Faithfull by Yuki Ryota

Naruto by Masashi Kishimoto

.

.

Sasuke POV

April, Musim Semi. 19XX

Aku bertemu dengannya. Saat itu adalah musim semi yang menyejukkan. Bunga-bunga sakura yang bermekaran menambah suasana hangat yang menemani acara kelulusan SMA. Aku sudah lulus. Ya, bersama dengan gadis dengan tinggi semampai dan tubuh sintal yang dibalut seragam kebesarannya. Gadis manis yang telah menarik atensi dalam sepersekian detik.

Iris keperakannya yang berkilau indah memikatku. Menjeratku hingga ku tak berdaya.

.

.

Mei, Musim Panas 20XX

Gadis itu bernama Hyuuga Hinata. Setelah gadis itu lulus, ia memilih sekolah masak untuk mewujudkan impiannya menjadi chef. Aku tidak tahu apa yang terjadi, tapi hubungan kami mengalir apa adanya.

Kami bertemu untuk yang kedua kalinya di acara reuni ketika diriku hampir lulus dan dia yang sudah membangun restorannya sendiri.

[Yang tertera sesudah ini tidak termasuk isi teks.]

PR #5897, opened 2023-08-22
Add tests for query binder

simasjar:
closes iTwin/itwinjs-backlog#849


pmconne (approved):

core/common/src/ConcurrentQuery.ts
```diff
@@ -298,7 +298,7 @@ export class BlobOptionsBuilder {
 }
 
 /** @internal */
-enum QueryParamType {
+export enum QueryParamType {
```
rschili, line 301: @khanaffan is it good to start exporting this type? Looks like it may be intended internal only.
Simonas is using it just for asserting stuff further down in the code.

PR #5900, opened 2023-08-22
Don't prefetch v2 checkpoints twice, check first if one is already ongoing.

nick4598:
imodel-native: https://github.com/iTwin/imodel-native/tree/nick/prefetch-client-counts

### DIFF
--- a/core/backend/src/CheckpointManager.ts
+++ b/core/backend/src/CheckpointManager.ts
@@ -215,7 +215,7 @@ export class V2CheckpointManager {
         const maxRequests = getPrefetchConfig("maxRequests", 6);
         const timeout = getPrefetchConfig("timeout", 100);
         const maxBlocks = getPrefetchConfig("maxBlocks", 500); // default size of 2GB. Assumes a checkpoint block size of 4MB.
-        if (dbStats?.totalBlocks !== undefined && dbStats.totalBlocks <= maxBlocks) {
+        if (dbStats?.totalBlocks !== undefined && dbStats.totalBlocks <= maxBlocks && dbStats.nPrefetch === 0) {
           const logPrefetch = async (prefetch: CloudSqlite.CloudPrefetch) => {
             const stopwatch = new StopWatch(`[${container.containerId}/${dbName}]`, true);
             Logger.logInfo(loggerCategory, `Starting prefetch of ${stopwatch.description}`, { minRequests, maxRequests, timeout });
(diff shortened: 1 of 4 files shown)


khanaffan:
@nick4598 I do not see any unit test with changes.

nick4598:
> @nick4598 I do not see any unit test with changes.

Thanks added a test

core/backend/src/CheckpointManager.ts
```diff
@@ -225,7 +225,7 @@ export class V2CheckpointManager {
           // eslint-disable-next-line @typescript-eslint/no-floating-promises
           logPrefetch(CloudSqlite.startCloudPrefetch(container, dbName, { minRequests, nRequests: maxRequests, timeout }));
         } else {
-          Logger.logInfo(loggerCategory, `Skipping prefetch due to size limits.`, { maxBlocks, totalBlocksInDb: dbStats?.totalBlocks, v2props });
+          Logger.logInfo(loggerCategory, `Skipping prefetch due to size limits or ongoing prefetch.`, { maxBlocks, numPrefetches: dbStats?.nPrefetch, totalBlocksInDb: dbStats?.totalBlocks, v2props });
```
kabentley, line 228: probably helpful to say whether we're skipping due to an active prefetch already in progress or it being disabled.

kabentley:
I frankly don't understand why this comes up. Do we really start more than one backend on the same node for a single iModel?

core/backend/src/CheckpointManager.ts
nick4598: Yeah I thought about having separate log messages for each case, but as it is currently we can deduce which case we are in by looking at what was logged. The maxBlocks limit, totalBlocks in the database, and the number of active prefetches. Between those 3, we can figure out the case. Do you still prefer a separate log message?

nick4598:
> I frankly don't understand why this comes up. Do we really start more than one backend on the same node for a single iModel?

This is fairly new, DR has recently started pointing their frontend traffic for iModelReadRPCInterfaces, PresntationRPCinterface etc to GPB. This would mean two backends for the same iModel. There is some preference in k8s to put pods with the same iModelid together, but its not guaranteed. In the case that they aren't on the same node, DR would also trigger a prefetch on its own.

core/backend/src/CheckpointManager.ts
kabentley: as long as you have something you can search for in the logs to find when multiple prefetches would have happened, that's fine

kabentley (approved):

nick4598:

PR #5908, opened 2023-08-23
fix finalize release errors

DanRod1999:
this is a copy of another PR into master. Might be more beneficial to merge here first though

remove extra parameters to push. The github token appears to not do anything, and removing the "origin/" from the target branch string should allow the push to function correctly. Only question I cannot answer is if this admin account is allowed to push to a protected branch without using some kind of token.

If anyone knows the expected behavior please let me know. I couldn't find anything online so I may be looking in the wrong place.

### DIFF
--- a/.github/workflows/finalize-release.yaml
+++ b/.github/workflows/finalize-release.yaml
@@ -16,9 +16,9 @@ jobs:
     name: Cherry-pick Changelogs
     runs-on: ubuntu-latest
     steps:
-      - uses: actions/checkout@v2
+      - uses: actions/checkout@v3
         with:
-          ref: ${{ github.ref }}
+          ref: ${{ github.ref }} # checkouts the branch that triggered the workflow
           fetch-depth: 0
       - name: Set Git Config
         run: |
--- a/.github/workflows/finalize-release.yaml
+++ b/.github/workflows/finalize-release.yaml
@@ -18,6 +18,7 @@ jobs:
     steps:
       - uses: actions/checkout@v2
         with:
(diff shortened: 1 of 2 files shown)


.github/workflows/finalize-release.yaml
```diff
@@ -16,9 +16,9 @@ jobs:
     name: Cherry-pick Changelogs
     runs-on: ubuntu-latest
     steps:
-      - uses: actions/checkout@v2
+      - uses: actions/checkout@v3
         with:
-          ref: ${{ github.ref }}
+          ref: ${{ github.ref }} # checkouts the branch that triggered the workflow
```
aruniverse, line 21: based on the triggers you have (L8-12), doesnt this pipeline get run when a new tag has been pushed with the `release/` prefix? how does it know what branch to use from that?

DanRod1999: Based on the docs I believe its fine:
  | The fully-formed ref of the branch or tag that triggered the workflow run. For workflows triggered by push, this is the branch or tag ref that was pushed.
  
  unless the ref of the tag is different then a ref to the branch? I'm not too familiar with tags, so I'll double check this. Thanks for pointing it out

DanRod1999:
>  Only question I cannot answer is if this admin account is allowed to push to a protected branch without using some kind of token.
> 
> If anyone knows the expected behavior please let me know. I couldn't find anything online so I may be looking in the wrong place.

After talking to Arun, the admin account should be able to push directly to a protected branch since it is the assigned user making the push.

PR #5914, opened 2023-08-25
Remove storageType from RequestTokenProps

MichaelSwigerAtBentley:
Removes storageType from RequestTokenProps as per feedback from Sam. 

Why is storageType required to request a token? The only way to get storageType back is from a token request, but it is also required to make that request.


common/changes/@itwin/core-backend/swiger-blob-container-service-feedback_2023-08-25-17-10.json
```diff
@@ -0,0 +1,10 @@
+{
+  "changes": [
+    {
+      "packageName": "@itwin/core-backend",
+      "comment": "Removes storageType from TokenRequestProps",
```
pmconne, line 5:
```suggestion
      "comment": "Remove `storageType` from `BlobContainer.RequestTokenProps`.",
```

core/backend/src/BlobContainerService.ts
```diff
@@ -108,7 +108,6 @@ export namespace BlobContainer {
 
   /** Information required to request an access token for a container. */
   export interface RequestTokenProps extends AccessContainerProps {
-    storageType: Provider;
```
kabentley, line 111: No, this change is wrong, please do not make it. When you create a container, it tells you what the storageType is and you must save it. That's what this is all about.

kabentley (changes requested):

core/backend/src/BlobContainerService.ts
kabentley: @swwilson-bsi I don't understand the issue?

MichaelSwigerAtBentley: Wouldn't the service be able to know where the container is without provider? If not, then we would need a 'Provider' for delete() as well, correct?

wgoehrig: @kabentley IMHO, the service must be the ultimate arbiter of which container lives where.  This is why there's no longer the option to specify a provider when creating a container.

I believe the container ID must be globally unique, and it is the container service's responsibility to always know which container is hosted by which provider, and always look that up/return that in each GET response.

I'll defer to @swwilson-bsi to comment on the particulars of his issue with this, but from the POV of the service, including a provider in _any_ request is completely unnecessary.

kabentley: That's wonderful if the service will be able to determine the storageType from baseUri/ContainerId (I didn't presume that). In that case this change is fine and it is not necessary to supply (or return) for `requestToken`,  or `delete`. 

But the point is that while the client can't *request* a specific provider, it has to *know* the provider so it can use the appropriate apis. Therefore 'create' needs to return the `storageType` and the client needs to save it as part of the container's "address".  That change should be part of this PR, right?

kabentley: Actually, i think it will be necessary to allow apps creating containers to specify the types of providers they support, and probably a preferred order of preference. Some applications may only support one provider (e.g. Azure) or may work better with certain providers.

kabentley: @swwilson-bsi why/where are you calling `requestToken`? I don't understand why that's ever necessary for ViewStores.

kabentley (approved):

wgoehrig (approved):

PR #5915, opened 2023-08-25
Added Schema Merger class

StefanApfel-Bentley:
First version of Schema Merger class.

#5879


StefanApfel-Bentley:
Invalid configuration used. That PR is replaced with this: https://github.com/iTwin/itwinjs-core/pull/5982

Aku tidak tahu keberanian yang entah darimana. Saat itu, aku memberanikan diri mengajak gadis itu mengobrol. Obrolan kami lancar dan mengalir begitu saja, aku tak merasakan diriku yang susah bersosialisasi itu ketika kami mengobrol.

Dan sejak saat itu, kami merasakan hubungan kami semakin dekat. Semakin dekat hingga kami harus memberikan ikatan penuh kepastian dalam hubungan kami.

.

.

.

Desember, Musim dingin. 20XX

Pernikahan sederhana yang dilangsungkan oleh keluarga sederhana yang terhormat dan keluarga berpengaruh yang baik hati. Uchiha dan Hyuuga disatukan dalam sebuah ikatan pernikahan yang dilakukan oleh bungsu Uchiha dan sulung Hyuuga.

Penuh keberanian dan tekad untuk dapat mempersunting gadis itu yang kini akan menjadi wanitaku. Ya, wanitaku, milikku. Dan tentu saja kepastian berupa tindakan bahwa dapat menghidupinya kelak yang sangat berpengaruh dalam meluluhkan hati pria tua kesayangan gadis itu.

Kami bahagia. Sangat bahagia. Di musim dingin yang kian menusuk itu, kami merasakan sebuah kehangatan. Kehangatan dari cinta kami yang saling tersalurkan dengan rapi dan baik membuat suasana musim dingin pada hari itu menghangat.

Aku tidak pernah melupakan wajahnya. Wajahnya yang tersenyum tulus menatapku dengan rona merah di kedua pipinya dan iris keperakannya yang memantulkan pendar cahaya kebahagiaan yang indah.

Dan tentu saja ucapannya saat itu. Ucapan yang membuat jantungku berdetak tidak normal dan hawa hangat yang menjalar di wajah rupawanku. Ucapan sederhana yang mengandung banyak makna di dalamnya. Ucapan cinta yang tulus dan tak pernah kulupakan sepanjang hidupku.

"Aku mencintaimu, Sasuke-kun. Sangat mencintaimu."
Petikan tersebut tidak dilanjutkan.